* **INSTRUCTIONS FOR THE TASK**
Pick every line from the data below that contains the string "need" and copy it.

(Entries taken from a collection)

*-*-*

PR #629, opened 2020-06-10
Update metadata API to require either name or display_name

### LINKED ISSUE #623: Metadata `name` should not be required if `display_name` is provided when creating a new metadata entry
When creating a new metadata entry, currently the API call requires a `name` while the `display_name` is optional. It may be worthwhile when creating a new metadata entry to allow submissions to the server without a `name` but include a `display_name` (i.e., you need a name and/or a display_name). In cases where only the `display_name` is provided the server would generate a `name` (e.g., normalizing the `display_name`).

This came up in the [discussion](https://github.com/elyra-ai/elyra/pull/589#discussion_r437650918) in review of #589 where creating a code snippet required the user to properly format the `name` (e.g., not using spaces or unacceptable characters) otherwise a server error was returned.

Rather than require the user to abide by the `name` restrictions and additionally enforce validation of the `name` in the client side, the server should accept a new entry if there is a `display_name` but no `name`. the server could then create a new `name` by properly formatting the `display_name`.

### LINKED ISSUE #632: Metadata display_name constraints should be relaxed
Currently, all metadata schemas restrict `display_name` fields to the regular expression: `^[a-zA-Z][a-zA-Z0-9-_. (){}]*[a-zA-Z0-9)}]$`.  This prevents display names with apostrophes, international characters, or starting with a digit - to name just a few.  (See [this comment](https://github.com/elyra-ai/elyra/pull/629/files#r438509890))

@vabarbosa will be updating the code-snippets schema in #629 but all of the other schemas should be similarly updated to allow for any characters.

vabarbosa:
Update the `/metadata/<namespace>` POST endpoint to allow missing `name` field if the `display_name` is provided

Fixes #623
Fixes #632 

~~FYI, the swagger docs continue to still indicate `name` is required. I did not update it because at the moment [swagger does not provide a mechanism for specifying any one of a set of parameters is required](https://github.com/OAI/OpenAPI-Specification/issues/256).~~ 
 
           in the file; or

           it.


elyra/metadata/handlers.py
```diff
@@ -74,11 +74,20 @@ def _validate_body(self):
         body = self.get_json_body()
 
         # Ensure name, schema_name and metadata fields exist.
```
kevin-bates, line 76: nit: we should probably remove 'name' from the comment.

EDIT: Actually, I suppose 'name' is still a required field - we just defer its "required-ness", so it's probably fine to leave that comment alone.

elyra/metadata/metadata.py
```diff
@@ -228,6 +228,20 @@ def __init__(self, namespace, **kwargs):
...
+        # remove all invalid characters
+        name = re.sub('[^a-z0-9-_]+', '', name)
+        # begin with alpha
+        if not name[0].isalpha():
+            name = 'a_' + name
+        # end with alpha numeric
+        if not name[-1].isalnum():
+            name = name + '_0'
+
+        return name
```
kevin-bates, line 243: Nice.

elyra/metadata/schemas/code-snippet.json
```diff
@@ -11,8 +11,7 @@
     },
     "display_name": {
       "description": "The display name of the Code Snippet",
-      "type": "string",
-      "pattern": "^[a-zA-Z][a-zA-Z0-9-_. (){}]*[a-zA-Z0-9)}]$"
+      "type": "string"
```
kevin-bates, line 14: Why is the pattern removed?  The pattern does require to begin with alpha and end with alphanumeric.

elyra/metadata/handlers.py
vabarbosa: good catch. i can remove it from comment since it is mentioned in the comment that immediately follows that section

elyra/metadata/schemas/code-snippet.json
vabarbosa: as it originally was, if i wanted to set the `diplay_name` for a code snippet as "**josé**" or "**test jupyter's kernel**" or "**5 sec delay**" these would all fail.

my understanding was the user should be able to enter any string for `display_name`. if it is necessary to enforce it starts with alpha and end with alphanumeric i can go along that, but do we want to also restrict the rest of the characters in between?

vabarbosa:
> Thanks Va - just a couple comments.
> 
> Regarding the swagger doc update, I guess I'm not following how removing 'name' as required from [`MetadataResourceBodyPost`](https://github.com/elyra-ai/elyra/blob/master/elyra/api/elyra.yaml#L326-L332) applies to the issue you list regarding query parameters. Once we support query parameters, I would expect them to apply to the various GET handlers anyway and I figured only the body for POST would require an update here. I'm sorry if I'm not understanding the issue.

@kevin-bates my apologies, the misunderstanding was on my part. not sure how or why i was confusing the query parameters with the request body. you can ignore that comment!

elyra/metadata/schemas/code-snippet.json
kevin-bates: Totally correct - that's what that field is for and the previous limitation was completely artificial.  All of the other schemas are this way and they'll need the same change - but the others can be handled separately.  Thanks for noticing that.

kevin-bates:
No worries at all Va!

kevin-bates:
Hi Va - your particular branch is causing build errors.  Not sure if its due to how you maintain your branches or not but I can't reproduce the build issue unless I pull and build your branch.  My system uses an older version of yarn than what GH Actions are using, but the results are the same...
```
yarn run eslint
yarn run v1.17.3
$ eslint . --fix --ignore-path .gitignore --ext .ts,.tsx,.js
✨  Done in 2.95s.
export PATH=$(pwd)/node_modules/.bin:$PATH && lerna run build
lerna notice cli v3.22.1
lerna info Executing command in 6 packages: "yarn run build"
lerna ERR! yarn run build exited 1 in '@elyra/ui-components'
lerna ERR! yarn run build stdout:
yarn run v1.17.3
$ tsc
../../node_modules/@blueprintjs/core/lib/esm/components/divider/divider.d.ts(258,28): error TS2707: Generic type 'UIEvent<T>' requires between 0 and 1 type arguments.
../../node_modules/@blueprintjs/core/lib/esm/components/divider/divider.d.ts(259,35): error TS2707: Generic type 'UIEvent<T>' requires between 0 and 1 type arguments.
info Visit https://yarnpkg.com/en/docs/cli/run for documentation about this command.

lerna ERR! yarn run build stderr:
error Command failed with exit code 1.

lerna ERR! yarn run build exited 1 in '@elyra/ui-components'
lerna WARN complete Waiting for 1 child process to exit. CTRL-C to exit immediately.
make: *** [build-ui] Error 1
```

vabarbosa:
thank you @kevin-bates, i did notice that and was looking into it. 

the failure is happening with `@blueprintjs` components which [`@jupyterlab/ui-components`](https://github.com/jupyterlab/jupyterlab/blob/master/packages/ui-components/package.json#L45-L46) depends on. and the `@elyra/ui-components` depend on `@jupyterlab/ui-components`. 

there was a new release of [`@blueprintjs`](https://www.npmjs.com/package/@blueprintjs/core) (right before i submitted the PR) which i believe is causing these errors. someone else has also [reported this error to them](https://github.com/palantir/blueprint/issues/4174). 

i will continue to look into this further to make sure i am not missing anything, but i suspect you should see the same error in any new clean build which ends up downloading the latest `@blueprintjs` components.

kevin-bates:
I see.  Thank you for the explanation.  I suppose this is just a way of life **_Dependency-land!_**  _Not quite the happiest place on earth._

vabarbosa:
i just pushed a change that should pin the `@blueprintjs` components version and resolve the build failures for now (until a fix/new version is available).

elyra/metadata/schemas/code-snippet.json
vabarbosa: change https://github.com/elyra-ai/elyra/pull/629/commits/c978ef93f38a3759cc88c10d0cc9b770b659716b has been included in this PR to relax the `display_name` restrictions for other schemas

vabarbosa:
> Thanks Va - this is a nice enhancement for display names.
> 
> Does the update of the build-break change now need to be backed out of this PR or will it just get subsumed by git's conflict resolution stuff?

it should be resolved by git but i will merge the update and confirm. if necessary will back out the changes

elyra/metadata/metadata.py
```diff
@@ -228,6 +228,20 @@ def __init__(self, namespace, **kwargs):
         self.log.debug("Namespace '{}' is using metadata directory: {} from list: {}".
                        format(self.namespace, self.preferred_metadata_dir, self.metadata_paths))
 
+    def _get_normalized_name(self, name):
+        # lowercase and replaces spaces with undersocre
```
karlaspuldaro, line 232: typo
```suggestion
        # lowercase and replaces spaces with underscore
```

vabarbosa: thx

*-*-*

* **ANSWER SPACE**
When creating a new metadata entry, currently the API call requires a `name` while the `display_name` is optional. It may be worthwhile when creating a new metadata entry to allow submissions to the server without a `name` but include a `display_name` (i.e., you need a name and/or a display_name). In cases where only the `display_name` is provided the server would generate a `name` (e.g., normalizing the `display_name`).
kevin-bates: Totally correct - that's what that field is for and the previous limitation was completely artificial.  All of the other schemas are this way and they'll need the same change - but the others can be handled separately.  Thanks for noticing that.
> Does the update of the build-break change now need to be backed out of this PR or will it just get subsumed by git's conflict resolution stuff?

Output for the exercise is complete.